Issue #1369, opened 2026-08-06
MSAA 16x causes reported opengl version 0 (aka no opengl support) on linux version v1.5.1


gamagama69:
**Describe the bug**
When enabling MSAA 16x in the settings gui or in the config file, the game, upon a restart to apply the settings, will refuse to load with an error stating opengl version = 0. This does not happen for 8x MSAA or lower

**To Reproduce**
1. Launch sm64 coopdx's compiled linux binary
2. Go into the graphics settings
3. Select MSAA 16x
4. Restart the game
5. Game will refuse to launch with an opengl error message

**Expected behavior**
The game should restart with 16x MSAA enabled

**Screenshots**

<img width="298" height="224" alt="Image" src="https://github.com/user-attachments/assets/819412a6-be61-4bc9-b5ce-f8243d2b72dd" />

**Desktop (please complete the following information):**
 - OS: Opensuse Tumbleweed 20260729 x64
 - GPU: Nvidia RTX 3080 10gb LHR
 - GPU Driver Version: Nvida 580.159.03
 - Application version: v1.5.1
 - DE: KDE Wayland

frog8412:
same here, CachyOS, Plasma on Wayland, NVIDIA GeForce GTX 750 Ti, version 1.6 (in-dev)

EmeraldLoc:
to clarify, the 16x option appears in the settings menu correct? But that option is effectively a nuke right?

That's a bit worrying since we are already querying the max msaa as OpenGL sees it.

If that's the case, this appears to be an issue with gpu drivers. Perhaps it's Nvidia being a pain on Linux? Idk

That's just what I have observed though

paradox9955:
> to clarify, the 16x option appears in the settings menu correct? But that option is effectively a nuke right?

For me, it does not. But when adding it to the configfile, it still crashes.
> If that's the case, this appears to be an issue with gpu drivers. Perhaps it's Nvidia being a pain on Linux? Idk

Unlikely, Nvidia works great on Linux it's just the development that is a pain

EmeraldLoc:
> For me, it does not. But when adding it to the configfile, it still crashes.

Great to know! I'll work on a fix for this then since I know the problem and why that happens. @frog8412 @gamagama69 can you see the 16x msaa setting?

frog8412:
> [@frog8412](https://github.com/frog8412) can you see the 16x msaa setting?

as of 1.5.1, yes

PR #1373, opened 2026-08-09
Query gpu sample limit for msaa in OpenGL before init

EmeraldLoc:
Fixes a portion, or fully, the issue presented in <https://github.com/coop-deluxe/sm64coopdx/issues/1369>

If the configfile ever had a msaa setting set that was above what a persons computer could handle, the game could crash depending on the os and gpu drivers. The fix was querying compatibility beforehand in init. The code mainly follows the compatibility function below, but modifying it to query msaa compatibility.

### DIFF
--- a/src/pc/gfx/gfx_window_opengl.c
+++ b/src/pc/gfx/gfx_window_opengl.c
@@ -74,6 +74,12 @@ static int clamp_window_msaa_before_init() {
         }
     }
 
+#ifdef USE_GLES
+    SDL_GL_SetAttribute(SDL_GL_CONTEXT_MAJOR_VERSION, 2);
+    SDL_GL_SetAttribute(SDL_GL_CONTEXT_MINOR_VERSION, 0);
+    SDL_GL_SetAttribute(SDL_GL_CONTEXT_PROFILE_MASK, SDL_GL_CONTEXT_PROFILE_ES);
+#endif
+
     // hidden window
     SDL_Window *window = SDL_CreateWindow(
         "",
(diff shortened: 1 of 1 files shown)


anzz1:
Good catch. You'd assume this is something SDL would catch on its own and abstract away (if MSAA set to higher to what gpu can handle, cap it to maximum it can, and disable altogether if msaa unavailable) but apparently not.

This might be worth reporting to SDL upstream as it seems something it should do, and it might be a bug that it doesn't.

src/pc/gfx/gfx_window_opengl.c
```diff
@@ -61,7 +67,50 @@ static void gfx_window_opengl_reset_dimension_and_pos(void) {
...
+    configWindow.msaa = MIN(configWindow.msaa, maxMsaa);
+
+    SDL_GL_DeleteContext(ctx);
+    SDL_DestroyWindow(window);
+
+    return maxMsaa;
+}
+
 static void gfx_window_opengl_init(const char *window_title) {
+    clamp_window_msaa_before_init();
```
PeachyPeachSM64, line 109: Why do you return a value if you're not using it?
Either update `configWindow.msaa` in `clamp_window_msaa_before_init` and return nothing or return `maxMsaa` and set `configWindow.msaa` here.
Currently, the failure points all return 0, but `configWindow.msaa` is not updated with that value. What was the intended behavior? Set msaa to 0 on failure, or ignore it and continue with a potentially invalid msaa value?

PeachyPeachSM64 (changes requested):

src/pc/gfx/gfx_window_opengl.c
EmeraldLoc: Very annoying that I keep doing this. That was old code, this is not meant to return anything. Fixed

PeachyPeachSM64 (approved):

☆ ☆ ☆ ☆ ☆ ☆ ☆

### TASK DIRECTIONS
Every line above must be repeated exactly as it appears.

### OUTPUT OF THE TASK
Issue #1369, opened 2026-08-06
MSAA 16x causes reported opengl version 0 (aka no opengl support) on linux version v1.5.1


gamagama69:
**Describe the bug**
When enabling MSAA 16x in the settings gui or in the config file, the game, upon a restart to apply the settings, will refuse to load with an error stating opengl version = 0. This does not happen for 8x MSAA or lower

**To Reproduce**
1. Launch sm64 coopdx's compiled linux binary
2. Go into the graphics settings
3. Select MSAA 16x
4. Restart the game
5. Game will refuse to launch with an opengl error message

**Expected behavior**
The game should restart with 16x MSAA enabled

**Screenshots**

<img width="298" height="224" alt="Image" src="https://github.com/user-attachments/assets/819412a6-be61-4bc9-b5ce-f8243d2b72dd" />

**Desktop (please complete the following information):**
 - OS: Opensuse Tumbleweed 20260729 x64
 - GPU: Nvidia RTX 3080 10gb LHR
 - GPU Driver Version: Nvida 580.159.03
 - Application version: v1.5.1
 - DE: KDE Wayland

frog8412:
same here, CachyOS, Plasma on Wayland, NVIDIA GeForce GTX 750 Ti, version 1.6 (in-dev)

EmeraldLoc:
to clarify, the 16x option appears in the settings menu correct? But that option is effectively a nuke right?

That's a bit worrying since we are already querying the max msaa as OpenGL sees it.

If that's the case, this appears to be an issue with gpu drivers. Perhaps it's Nvidia being a pain on Linux? Idk

That's just what I have observed though

paradox9955:
> to clarify, the 16x option appears in the settings menu correct? But that option is effectively a nuke right?

For me, it does not. But when adding it to the configfile, it still crashes.
> If that's the case, this appears to be an issue with gpu drivers. Perhaps it's Nvidia being a pain on Linux? Idk

Unlikely, Nvidia works great on Linux it's just the development that is a pain

EmeraldLoc:
> For me, it does not. But when adding it to the configfile, it still crashes.

Great to know! I'll work on a fix for this then since I know the problem and why that happens. @frog8412 @gamagama69 can you see the 16x msaa setting?

frog8412:
> [@frog8412](https://github.com/frog8412) can you see the 16x msaa setting?

as of 1.5.1, yes

PR #1373, opened 2026-08-09
Query gpu sample limit for msaa in OpenGL before init

EmeraldLoc:
Fixes a portion, or fully, the issue presented in <https://github.com/coop-deluxe/sm64coopdx/issues/1369>

If the configfile ever had a msaa setting set that was above what a persons computer could handle, the game could crash depending on the os and gpu drivers. The fix was querying compatibility beforehand in init. The code mainly follows the compatibility function below, but modifying it to query msaa compatibility.

### DIFF
--- a/src/pc/gfx/gfx_window_opengl.c
+++ b/src/pc/gfx/gfx_window_opengl.c
@@ -74,6 +74,12 @@ static int clamp_window_msaa_before_init() {
         }
     }
 
+#ifdef USE_GLES
+    SDL_GL_SetAttribute(SDL_GL_CONTEXT_MAJOR_VERSION, 2);
+    SDL_GL_SetAttribute(SDL_GL_CONTEXT_MINOR_VERSION, 0);
+    SDL_GL_SetAttribute(SDL_GL_CONTEXT_PROFILE_MASK, SDL_GL_CONTEXT_PROFILE_ES);
+#endif
+
     // hidden window
     SDL_Window *window = SDL_CreateWindow(
         "",
(diff shortened: 1 of 1 files shown)


anzz1:
Good catch. You'd assume this is something SDL would catch on its own and abstract away (if MSAA set to higher to what gpu can handle, cap it to maximum it can, and disable altogether if msaa unavailable) but apparently not.

This might be worth reporting to SDL upstream as it seems something it should do, and it might be a bug that it doesn't.

src/pc/gfx/gfx_window_opengl.c
```diff
@@ -61,7 +67,50 @@ static void gfx_window_opengl_reset_dimension_and_pos(void) {
...
+    configWindow.msaa = MIN(configWindow.msaa, maxMsaa);
+
+    SDL_GL_DeleteContext(ctx);
+    SDL_DestroyWindow(window);
+
+    return maxMsaa;
+}
+
 static void gfx_window_opengl_init(const char *window_title) {
+    clamp_window_msaa_before_init();
```
PeachyPeachSM64, line 109: Why do you return a value if you're not using it?
Either update `configWindow.msaa` in `clamp_window_msaa_before_init` and return nothing or return `maxMsaa` and set `configWindow.msaa` here.
Currently, the failure points all return 0, but `configWindow.msaa` is not updated with that value. What was the intended behavior? Set msaa to 0 on failure, or ignore it and continue with a potentially invalid msaa value?

PeachyPeachSM64 (changes requested):

src/pc/gfx/gfx_window_opengl.c
EmeraldLoc: Very annoying that I keep doing this. That was old code, this is not meant to return anything. Fixed

PeachyPeachSM64 (approved):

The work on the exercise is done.